(Beginning of Material supplied)
PR #3701, opened 2023-06-07
Tlc 237 how we work accessibility bugs

mel-keene-gsa:
# Remediate 18F How We Work accessibility bugs

https://github.com/18F/TLC-crew/issues/237

### DIFF
--- a/pages/how-we-work.md
+++ b/pages/how-we-work.md
@@ -16,7 +16,6 @@ content_focus: false
 
 </div>
 
-* * *
 
 {% capture pa-1 %}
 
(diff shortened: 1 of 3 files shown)


pages/how-we-work.md
jasnakai, line 1: Did these `<hr>`s get replaced with CSS?

mel-keene-gsa: does this work? as far as i can tell the <hr> is using the styles in https://github.com/18F/18f.gsa.gov/blob/tlc-237-how-we-work-accessibility-bugs/_sass/_templates/how-we-work.scss 

not sure how to get the aria-hidden into the css as opposed to the element itself...? would you be up for pairing on that sometime?

jskinne3 (approved):
LGTM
(End of Material supplied)
- Problem description -
Write out the records above exactly, from the opening line to the line with "jasnakai, line 1: Did", including both, with nothing added.

- Result -
PR #3701, opened 2023-06-07
Tlc 237 how we work accessibility bugs

mel-keene-gsa:
# Remediate 18F How We Work accessibility bugs

https://github.com/18F/TLC-crew/issues/237

### DIFF
--- a/pages/how-we-work.md
+++ b/pages/how-we-work.md
@@ -16,7 +16,6 @@ content_focus: false
 
 </div>
 
-* * *
 
 {% capture pa-1 %}
 
(diff shortened: 1 of 3 files shown)


pages/how-we-work.md
jasnakai, line 1: Did these `<hr>`s get replaced with CSS?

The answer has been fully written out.